DynamicRangeScope::Token is the Phase 8.3 trailblazer — [N, D] input with one (scale, zp) pair per row, matching the LLM W8A8 activation-quantize recipe.

DynamicRangeScope::Tensor, DynamicRangeScope::Channel and DynamicRangeScope::Group are reserved scopes that return Error::Unsupported from DynamicRangeQuantizePlan::select today; they wire up in follow-up milestones by orchestrating the matching primitive ReducePlan + per-channel / per-group quantize plans (the per-tensor / per-channel / per-group quantize plans from 8.1 / 8.2 already exist).

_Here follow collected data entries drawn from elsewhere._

PR #2582, opened 2024-02-20
fe: improve type inference for mixed numeric types

### LINKED ISSUE #1069: type inference for numeric types as type parameters could be improved
Type inferencing for array elements works quite well, e.g., this example results in `array (option f64)`:
```
 > cat test_infer_array.fz
a := [0.3, option 3.142, nil, 42.0]
type_of(T type, a T) ref Type is T
for v in a do say "$v {type_of v}"
 > ./build/bin/fz test_infer_array.fz
0.3 Type of 'option f64'
3.142 Type of 'option f64'
--nil-- Type of 'option f64'
42.0 Type of 'option f64'
```
but this slightly changed example no longer works since numeric literals default types are used:
```
 > cat test_infer_array1.fz
a := [0.3, option 3.142, nil, 42]
type_of(T type, a T) ref Type is T
for v in a do say "$v {type_of v}"
 > ./build/bin/fz test_infer_array1.fz

/home/fridi/fuzion/work/test_infer_array1.fz:1:6: error 1: Incompatible types in array elements
a := [0.3, option 3.142, nil, 42]
-----^
block returns value of type 'f64' at /home/fridi/fuzion/work/test_infer_array1.fz:1:7:
a := [0.3, option 3.142, nil, 42]
------^
block returns value of type 'option<f64>' at /home/fridi/fuzion/work/test_infer_array1.fz:1:12:
a := [0.3, option 3.142, nil, 42]
-----------^
block returns value of type 'nil' at /home/fridi/fuzion/work/test_infer_array1.fz:1:26:
a := [0.3, option 3.142, nil, 42]
-------------------------^
block returns value of type 'i32' at /home/fridi/fuzion/work/test_infer_array1.fz:1:31:
a := [0.3, option 3.142, nil, 42]
------------------------------^

one error.

```
same issue with conditionals: 
```
 > cat test_infer_array2.fz
f(b bool) =>
  if b
    42
  else
    option 3.14

say (f true)
say (f false)
 > ./build/bin/fz test_infer_array2.fz

/home/fridi/fuzion/work/test_infer_array2.fz:2:3: error 1: Incompatible types in branches of if statement
  if b
--^
block returns value of type 'i32' at /home/fridi/fuzion/work/test_infer_array2.fz:3:5:
    42
----^
block returns value of type 'option<f64>' at /home/fridi/fuzion/work/test_infer_array2.fz:5:5:
    option 3.14
----^

one error.
```

### LINKED ISSUE #2282: Type inference from numeric literal joined with explicit numeric type should not default to `i32`/`f64`
This example currently does not compile since `4` defaults to type `i32`:
```
 > echo "a := u32 3; b := if true then 4 else a" | $FUZION/bin/fz -

-:1:18: error 1: Incompatible types in branches of if expression
a := u32 3; b := if true then 4 else a
-----------------^
block returns value of type 'i32' at -:1:31:
a := u32 3; b := if true then 4 else a
------------------------------^
block returns value of type 'u32' at -:1:38:
a := u32 3; b := if true then 4 else a
-------------------------------------^

one error.
```
The same holds for loop index variables as in 
```
  for a := 0, b
      b := read_u32
  do
```
that currently requires an explicit type for `0`:
```
  for a := u32 0, b
      b := read_u32
  do
```

michaellilltokiwa:
fixes #1069
fixes #2282 

This patch enhances type inference for numbers if they are unified with results from other branches like in arrays, if-else or match-cases.

Examples:
- `a := [0.3, option 3.142, nil, 42]`   # infers that all the numbers to be of type `option f64`
- `if b then 42  else option 3.14`     # infers that all the numbers to be of type `option f64`

### DIFF
--- a/src/dev/flang/ast/AbstractMatch.java
+++ b/src/dev/flang/ast/AbstractMatch.java
@@ -128,7 +128,7 @@ public abstract class AbstractMatch extends Expr
    */
   private AbstractType typeFromCases()
   {
-    var result = Expr.union(cases().map2(x -> x.code()), false);
+    var result = Expr.union(cases().map2(x -> x.code()));
     if (result == Types.t_ERROR)
       {
         new IncompatibleResultsOnBranches(pos(),
--- a/src/dev/flang/ast/AbstractMatch.java
+++ b/src/dev/flang/ast/AbstractMatch.java
@@ -128,12 +128,7 @@ public abstract class AbstractMatch extends Expr
    */
   private AbstractType typeFromCases()
   {
-    AbstractType result = Types.resolved.t_void;
-    for (var c: cases())
-      {
-        var t = c.code().typeForInferencing();
-        result = result == null || t == null ? null : result.union(t);
-      }
+    var result = Expr.union(cases().map2(x -> x.code()), false);
     if (result == Types.t_ERROR)
       {
         new IncompatibleResultsOnBranches(pos(),
--- a/src/dev/flang/ast/Expr.java
+++ b/src/dev/flang/ast/Expr.java
@@ -203,6 +203,80 @@ public abstract class Expr extends HasGlobalIndex implements HasSourcePosition
 
 
   /**
+   * typeForUnion returns the type of this expression or null if the type is
+   * still unknown, i.e., before or during type resolution.  This is redefined
+   * by sub-classes of Expr to provide type information.
+   *
+   * @return this Expr's type or null if not known.
+   */
+  AbstractType typeForUnion()
+  {
+    return typeForInferencing();
+  }
+
+
+  /**
+   * Get the result type of a union of all results of exprs.
+   *
+   * @param exprs the expression to unionize
+   *
+   * @param ignoreUnknow ignore any expressions whose type is not yet known.
+   *
+   * @return the union of exprs result type or null if not yet known.
+   */
+  public static AbstractType union(List<Expr> exprs, boolean ignoreUnknow)
+  {
+    AbstractType t = Types.resolved.t_void;
+
+    // First pass:
+    // Union of the types of the expressions
+    // that are sure about their types.
+    for (var e : exprs)
+      {
+        var et = e.typeForUnion();
+        if (et != null)
+          {
+            t = t.union(et);
+          }
+      }
+
+    // Propagate the found type to all expression
+    for (var e : exprs)
+      {
+        e.propagateExpectedType(t);
+      }
+
+    // Second pass:
+    // Union of the types of the expressions
+    AbstractType result = Types.resolved.t_void;
+    for (var e : exprs)
+      {
+        var et = e.typeForInferencing();
+        if (et == null && ignoreUnknow)
+          {
+            continue;
+          }
+        result = result == null || et == null
+          ? null : result.union(et);
+      }
+
+    return result;
+  }
+
+
+  /**
+   * During type inference: Inform this expression that it is
+   * expected to result in the given type.
+   *
+   * @param t the expected type.
+   */
+  protected void propagateExpectedType(AbstractType t)
+  {
+
+  }
+
+
+  /**
    * The source code position of this expression that produces the result value
    * of this Expression. This is usually equal to this Expression's position,
    * unless we have a block of the form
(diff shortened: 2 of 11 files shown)


src/dev/flang/ast/Expr.java
```diff
@@ -202,6 +202,80 @@ AbstractType typeForInferencing()
...
+    AbstractType result = Types.resolved.t_void;
+    for (var e : exprs)
+      {
+        var et = e.typeForInferencing();
+        if (et == null && ignoreUnknow)
+          {
+            continue;
+          }
+        result = result == null || et == null
+          ? null : result.union(et);
```
fridis, line 260: Avoid `break`, `continue` and `return` (unless at the end of a method), in most cases code is clearer without these. Here, you can use
```suggestion
        if (et != null || !ignoreUnknow)
          {
            result = result == null || et == null
              ? null : result.union(et);
          }
```

src/dev/flang/ast/InlineArray.java
```diff
@@ -124,14 +124,7 @@ AbstractType typeForInferencing()
...
       {
-        AbstractType t = Types.resolved.t_void;
-        for (var e : _elements)
-          {
-            var et = e.typeForInferencing();
-            t =
-              t  == null ? null :
-              et == null ? null : t.union(et);
-          }
+        var t = Expr.union(_elements, false);
```
fridis, line 127: Can you add a comment explaining when `ignoreUnknown` does not work here? I could imagine an array as follows
```
  f i32->i32 := x->x+1
  a := [f,f,x->x+2]
```
Where type inference for `a` could work fine if `itnoreUnknown`  was `true`.

src/dev/flang/ast/NumLiteral.java
```diff
@@ -423,6 +426,63 @@ AbstractType typeForInferencing()
...
+    if (PRECONDITIONS) require
+      (_type == null || extractNumericType(t) == null || _type.compareTo(extractNumericType(t)) == 0);
+
+    _type = extractNumericType(t);
+  }
+
+
+  private AbstractType extractNumericType(AbstractType t)
+  {
+    var numericTypes = new TreeSet<AbstractType>(
```
fridis, line 461: This should better be a field in `Types.resolved` to avoid re-creation of this `TreeSet` for every call to `propagateExpectedType`.

src/dev/flang/ast/NumLiteral.java
```diff
@@ -732,13 +792,13 @@ String toString(BigInteger v)
 
   /**
    * Check if type t is one of the known integer types i8, i16, i32, i64, u8,
```
fridis, line 794: `integer` -> `numeric`

tests/reg_issue1069/reg_issue1069.fz
```diff
@@ -0,0 +1,36 @@
...
+  for v in a do say "$v {type_of v}"
+
+  f(b bool) =>
+    if b
+      42
+    else
+      option 3.14
+
+  say (f true)
+  say (f false)
```
fridis, line 36: Would be good to also do `say (type_of (f true))` and  `say (type_of (f false))` (even though this is the same)

fridis (changes requested):
Very nice!

A general comment: in the PR detail message, would be good to have a bit more text than a reference to an issue. Not much, just  a small example or similar. 

Just some requests for minor improvements.

src/dev/flang/ast/InlineArray.java
michaellilltokiwa: I changed ignoreUnkown to `true` but example does not work yet due to other limitations.

src/dev/flang/ast/AbstractMatch.java
```diff
@@ -128,12 +128,7 @@ public void visitExpressions(ExpressionVisitor v)
    */
   private AbstractType typeFromCases()
   {
-    AbstractType result = Types.resolved.t_void;
-    for (var c: cases())
-      {
-        var t = c.code().typeForInferencing();
-        result = result == null || t == null ? null : result.union(t);
-      }
+    var result = Expr.union(cases().map2(x -> x.code()), false);
```
fridis, line 131: Sorry, missed this in the original review: Why is the `ignoreUnkown` here set to `false`? For `if` this is `true` and I do not see the fundamental difference between `match` and `if`. 
If it could be `true` as well we could get rid of this argument altogether!

fridis (changes requested):
Thanks for the update!

Sorry, one more point I overlooked in the first review.

fridis (approved):
very nice!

§Dtype coverage (trailblazer)

TIn ∈ {f32, f64}, TOut = S8. f16 / bf16 activation, u8 output, and asymmetric mode are deferred.

Structs§

DynamicRangeQuantizeArgs
Args bundle for a dynamic_range_quantize launch.
DynamicRangeQuantizeDescriptor
Descriptor for a dynamic_range_quantize op.
DynamicRangeQuantizePlan
dynamic_range_quantize plan.

Enums§

DynamicRangeMode
Symmetric vs asymmetric (offset) dynamic-range quantization.
DynamicRangeScope
Per-tensor / per-channel / per-token / per-group granularity for the scale + zero_point computation.